The best place to start looking for information is the DIAC website. It will provide you with detailed information about the various types of visas available and the requirements that you need to satisfy for each visa. The Visa Wizard is also a good place to start - it will effectively give you a clearer idea of the various visas that you may be eligible for.

Alternatively, a lot of migration agents offer a free visa assessment - this might also be an avenue to explore, even if you later decide to lodge an application without the help of a migration agent. The initial assessment is free after all, so you have nothing to lose.

Some visas, typically the employer sponsored visas, do require you to have a job, whilst the independent, family and state sponsored visas do not impose any requirement to have a job. However, there are other basic requirements that you would need to satisfy.


Due to the large number of migrants who move to Australia and already have a visa in hand with working rights, I found (at least for my profession) that employers are quire reluctant to offer sponsorship unless you operate in a niche market and/or have a specific skills set and vast amount of experience. I found it near impossible to get an interview (got only one!) unless you are in Oz (I was offered a few more interviews once employers found out I was in Oz but once they knew I did not have working rights, they were not that interested!). That said, there are people who have managed to secure sponsorship from abroad and simply transferred to Oz with their current employer.


----------



## goldenshine (Jun 18, 2011)

Thank you Maz for the reply. I will use the links you provided to see what I can learn  As far as the work thing it still baffles me. Did you not have working rights with your visa when you were in Oz? as you said they were not that interested. I know I have alot more reading up to do and see how I can do it. I will definitely go on the DIAC and the Visa Wizard though. 
Many Thanks again.


----------



## Guest (Jun 18, 2011)

Many people go to Aus on tourist visa thinking they will find a sponsor when there. Some (very few but highly skilled such as nurses) do manage it but most dont because employers want someone who can start asap. Not someone they have to wait months for them to get a visa.


----------



## goldenshine (Jun 18, 2011)

Ah right ok !! Well I think if I do this I will definitely do it the right way, as in at least applying for the right visa. By the looks of it I would have to apply for the migration skilled one even though I am not highly skilled as in a Doctor or Nurse. i do have a diploma but will see how the process goes anyway. Still reading lots and lots of info.  Thanks for replying Shel


----------



## irish family move to oz (Sep 12, 2010)

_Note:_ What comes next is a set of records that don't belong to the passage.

PR #585, opened 2017-01-06
Add Fast marker cluster to plugins

### LINKED ISSUE #416: Add a script version of MarkerCluster to speedup creating many markers.
For example following code costs 5 seconds to add 1000 markers:

```
import folium
import numpy as np
from folium.plugins import MarkerCluster
N = 1000
fig = folium.element.Figure()
map_ = folium.Map(location=[20, 50], zoom_start=3)
cluster = MarkerCluster(np.random.uniform(0, 90, (N, 2))).add_to(map_)
map_.add_to(fig)
```

and the output html contains code for 1000 markers.

I  tried a Javascript version to speedup this:

```
class MarkerClusterScript(MarkerCluster):
    def __init__(self, data, callback):
        from jinja2 import Template
        super(MarkerClusterScript, self).__init__([])
        self._name = 'Script'
        self._data = data
        if callable(callback):
            from flexx.pyscript import py2js
            self._callback =  py2js(callback, new_name="callback")
        else:
            self._callback = "var callback = {};".format(_callback)

        self._template = Template(u"""
(function(){
    var data = {{this._data}};
    var map = {{this._parent.get_name()}};
    var cluster = L.markerClusterGroup();
    {{this._callback}}

    for (var i = 0; i < data.length; i++) {
        var row = data[i];
        var marker = callback(row);
        marker.addTo(cluster);
    }

    cluster.addTo(map);
})();
{% endmacro %}
            """)
```

and then create the map by

```
import pandas as pd
N = 1000
df = pd.DataFrame(np.random.uniform(0, 90, (N, 2)), columns=list("xy"))
df["color"] = np.random.choice(["red", "green", "blue"], N)

fig = folium.element.Figure()
map_ = folium.Map(location=[20, 50], zoom_start=3)

def create_marker(row):
    icon = L.AwesomeMarkers.icon({markerColor: row.color})    
    marker = L.marker(L.LatLng(row.x, row.y))
    marker.setIcon(icon)
    return marker

MarkerClusterScript(df.to_json(orient="records"), callback=create_marker).add_to(map_)
map_.add_to(fig)
```

It only takes 0.3 seconds. All the data are saved in a javascript array, and the for-loop for creating markers occured in web brower. 

I suggest to add this kind of Classes for speedup.

JamesGardiner:
This should close #416. Adds a faster way to add marker clusters to the output map, using a javascript based callback to construct MarkerCluster objects in the browser. Script originally proposed by @ruoyu0088. I've modified that original proposal to remove the dependency on flexx and tornado.

Users can specify their own callback string should they want to by passing it as the callback kwarg when creating a FasterMarkerCluster object.


tests/plugins/test_fast_marker_cluster.py
```diff
@@ -0,0 +1,58 @@
...
+        np.random.uniform(low=-12, high=30, size=n),  # Random longitudes.
+        range(n),                                     # Popups.
+    ]).tolist()
+    m = folium.Map([45., 3.], zoom_start=4)
+    mc = plugins.FastMarkerCluster(data, callback=None)
+    m.add_child(mc)
+    m._repr_html_()
+
+    out = m._parent.render()
+    print(out)
```
ocefpaf: Please remove the debug `print`s.

folium/plugins/fast_marker_cluster.py
```diff
@@ -0,0 +1,68 @@
...
+                    var row = data[i];
+                    var marker = callback(row);
+                    marker.addTo(cluster);
+                }
+
+                cluster.addTo(map);
+            })();
+            {% endmacro %}""")
+
+    def create_marker(self):
```
ocefpaf: You probably do not need to do this as a function.

folium/plugins/__init__.py
```diff
@@ -19,6 +20,7 @@
 
 __all__ = [
     'MarkerCluster',
+    'FastMarkerCluster',
```
ocefpaf: How does this compares with our `MarkerCluster` besides speed? Can we replace the current one with this?

JamesGardiner: There's some significant differences - the main one being that the FastMarkerCluster object calls `super(FastMarkerCluster, self).__init__([])` - so no children are added and full functionality isn't available (for instance, calling `get_bounds()` returns [[None, None], [None, None]]`. I'd recommend keeping both and caveating FastMarkerCluster as being quick to draw 000's of points but loses functionality.

ocefpaf:
@JamesGardiner I am a little bit swamped right now to review this. But this change is very welcomed!
(Just letting you know that I did not abandon your PR but I will be slow to respond here.)

JamesGardiner:
No problem @ocefpaf - I completely understand. I'm finding it difficult to get time to review the notebook failure in any case. Hopefully I can get all tests passing this weekend.

CHANGES.txt
```diff
@@ -1,6 +1,7 @@
 0.3.0
 ~~~~~
 
+- Added `FastMarkerCluster` (James Gardiner #585 (proposed by @ruoyu0088))
```
ocefpaf: :+1:

folium/plugins/__init__.py
ocefpaf: Thanks for the clarification!

ocefpaf: I did not read the docstrings yet, but that information should be there.

folium/plugins/fast_marker_cluster.py
```diff
@@ -0,0 +1,71 @@
...
+
+class FastMarkerCluster(MarkerCluster):
+    """Add marker clusters to a map using in-browser rendering"""
+    def __init__(self, data, callback=None):
+        """Add marker clusters to a map using in-browser rendering.
+           Using FastMarkerCluster it is possible to render 000's of
+           points far quicker than the MarkerCluster class. Be aware
+           that the FastMarkerCluster class does not retain a
+           reference to any marker data, and therefore methods such as
+           get_bounds() are not available when using it.
```
ocefpaf: Can you expand on the difference from the "regular" MarkerCluster?

ocefpaf:
Ignore the Travis-CI coding standards failures as those are related to new and old notebooks. I will fix that later.

Can you just comment on the docstring so we can merge this?

Thanks for the effort!

ocefpaf:
> Can you just comment on the docstring so we can merge this?

@JamesGardiner what is the status on this? I am planning on issuing a new release and it would be nice to get this PR merged before that.

JamesGardiner:
@ocefpaf - I can add the docstrings in before the end of this week if that helps?

ocefpaf:
> @ocefpaf - I can add the docstrings in before the end of this week if that helps?

That works :smile: 

My original plan was to issue a new release before SciPy, but that is not going to happen. (Day job is keeping me busy.)

JamesGardiner:
@ocefpaf I've updated the docstrings in c642388

ocefpaf:
@JamesGardiner awesome! Thanks!!

Just a minor comment and we are good to go.

JamesGardiner:
No problem, I've pushed a fix for the typo :+1:

ocefpaf:
Awesome! Thanks!!

PR #601, opened 2017-03-06
Fix doc bug

### LINKED ISSUE #584: Remote GeoJSON URLs in Folium (https? http?)
Using release 0.2.1 there _seems_ to be either a documentation clarity issue or an actual support issue. As I understand it from reading the docs, the following code _should_ work:
```python
import folium  
json_url = "https://raw.githubusercontent.com/datasets/geo-boundaries-world-110m/master/countries.geojson"
m = folium.Map(location=(0,0), zoom_start=2)
m.choropleth(geo_path=json_url)
m
```
_Note: I've stripped out the choropleth styling parameters for simplicity's sake._

Instead, I get the following error:
```python
IOError: [Errno 2] No such file or directory: 'https://raw.githubusercontent.com/datasets/geo-boundaries-world-110m/master/countries.geojson'
```
This error implies that only locally-accessible files are supported, but the documentation states only that:
```
Parameters
    ----------
    geo_path: string, default None
        URL or File path to your GeoJSON data
```
I can obviously get around this using the `requests` library and passing `r.json()` to the `geo_str` parameter, but it would be more elegant and useful (as well as being consistent with the documentation) if that weren't actually necessary.

ocefpaf:
Closes #584

### DIFF
--- a/folium/folium.py
+++ b/folium/folium.py
@@ -175,7 +175,7 @@ class Map(LegacyMap):
         Parameters
         ----------
         geo_path: string, default None
-            URL or File path to your GeoJSON data
+            File path to your GeoJSON data
         geo_str: string, default None
             String of GeoJSON, alternative to geo_path
         data_out: string, default 'data.json'


ocefpaf:
Closing in favor of #602

PR #605, opened 2017-03-13
Replace seawater with geographiclib.

QuLogic:
There's no real use of the seawater package for anything seawater-related, but instead it's used for calculating azimuths. GeographicLib can do this much more accurately (though it's not really a huge difference.)

Plus, its tests are rather heavy and I'm a bit wary of the license (cf. pyoceans/python-seawater#16).

This won't pass without conda-forge/staged-recipes#2586 though.


ocefpaf:
It is only used to build one of the examples. So you need to update the example too.

QuLogic:
It is already updated. Also, fixed a warning from ipykernel.

ocefpaf:
Missed that. But we don't have your alternative packaged. Could you try
https://github.com/axiom-data-science/pygc instead?

ocefpaf:
Thanks @QuLogic. Sorry for the delay to merge this.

hey ! im from Cork and im moving to Queensland in Aug !
I had great help from Skill Shortage Solutions
you can google them
best of luck !
stephanie


----------



## goldenshine (Jun 18, 2011)

Thank you Stephanie I will surely look into it. Good Luck with your big move, not long now


----------



## Guest (Jun 18, 2011)

They want everyone, trades esp over in queensland after the floods! If you can find a job willing to sponsor from the UK they could sponsor you for a temp visa 457.

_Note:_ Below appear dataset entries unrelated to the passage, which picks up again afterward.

PR #612, opened 2017-04-04
Fix highlight_function breaking popup in GeoJson

xinluh:
Current behavior:
`GeoJson(highlight_function=None).add_child(folium.Popup('some popup'))` => click on shape, popup opens
`GeoJson(highlight_function=lambda x: {'weight': 5}).add_child(folium.Popup('some popup'))` => hover on shape, line weight changes (as expected); click on shape, no popup

Highlight function overrides the on click behavior - this PR adds it back. Not sure if this is the best way to do it though...

### DIFF
--- a/folium/features.py
+++ b/folium/features.py
@@ -365,6 +365,7 @@ class GeoJson(Layer):
                         mouseover: function(e) {
                             e.target.setStyle(e.target.feature.properties.highlight);},
                         click: function(e) {
+                            layer.openPopup();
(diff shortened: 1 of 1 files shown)


ocefpaf:
What version are you using? I was able to do this http://nbviewer.jupyter.org/gist/anonymous/45fa2b172d1f655a766e2e7567805213 with the latest version.

Closing this because I cannot reproduce it but let's keep the discussion alive until we figure out what happened with your installation there.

Look on here to see if your type of work can be found where you were thinking of heading.

SEEK - Australia's no. 1 jobs, employment, career and recruitment site

Find Jobs. Build a Better Career. Find Your Calling. | CareerOne.com.au


----------



## irish family move to oz (Sep 12, 2010)

goldenshine said:


> Thank you Stephanie I will surely look into it. Good Luck with your big move, not long now


yeah not long, but seems like forever !
my hubby has been out there 2 weeks now and 
all i want to do is follow him out with our 2 kiddies !!
time is dragging here lol !
i had to book a trip to liverpool for a week ! we leave on sat haha
but aug wont come quick enough !
best of luck on your journey 
its very exciting !!!


----------



## goldenshine (Jun 18, 2011)

I am trained in Childcare. Early Childhood Care and Education so I am hoping to use that and continue working with children. Fingers crossed I can find someway of making it work  Thanks again for your help !!


----------



## goldenshine (Jun 18, 2011)

irish family move to oz said:


> yeah not long, but seems like forever !
> my hubby has been out there 2 weeks now and
> all i want to do is follow him out with our 2 kiddies !!
> time is dragging here lol !
> ...


I am sure it feels like that. Though it will be wonderful when you do get there. Wishing you all the very best


----------



## irish family move to oz (Sep 12, 2010)

no problem at all.
jason greene is fantastic at what he does. i wish you all the best
Phone: +353 21 484 0817
Email:[email protected] 

Office & Postal Address IRELAND: 
SKILL SHORTAGE SOLUTIONS
Rocksavage Business Centre 
Office 2, 21-22 Anglesea Street 
Cork
IRELAND


Postal Address AUSTRALIA: 
SKILL SHORTAGE SOLUTIONS
PO Box 108
Inglewood
WA 6932
AUSTRALIA

Opening Hours:
10am - 6pm Monday - Friday - (GMT) 
11pm - 2am Sunday - Thursday - (GMT)


----------



## goldenshine (Jun 18, 2011)

Oh wow thats great  Such a help. It was definitely worth signing up to this website this morning. plenty to look into now and I will have a better idea by the end of the day what is involved. Though having friends who are going to Melbourne this year will certainly give me the encouragement to get out there next year. Just hope it will materialise ..... Fingers crossed.


----------



## irish family move to oz (Sep 12, 2010)

fingers crossed for u !!!
who knows we could be sipping drinks at a barbi some evening together hahaha x


----------



## goldenshine (Jun 18, 2011)

Lol  
I am just getting excited at the thought of doing it !! I love being back home in Ireland after being away but there are nooooooooooooo jobs  Time to prepare to leave again I reckon. Good Luck with it all !!


----------



## Maz25 (Jul 6, 2008)

_shel said:


> Many people go to Aus on tourist visa thinking they will find a sponsor when there. Some (very few but highly skilled such as nurses) do manage it but most dont because employers want someone who can start asap. Not someone they have to wait months for them to get a visa.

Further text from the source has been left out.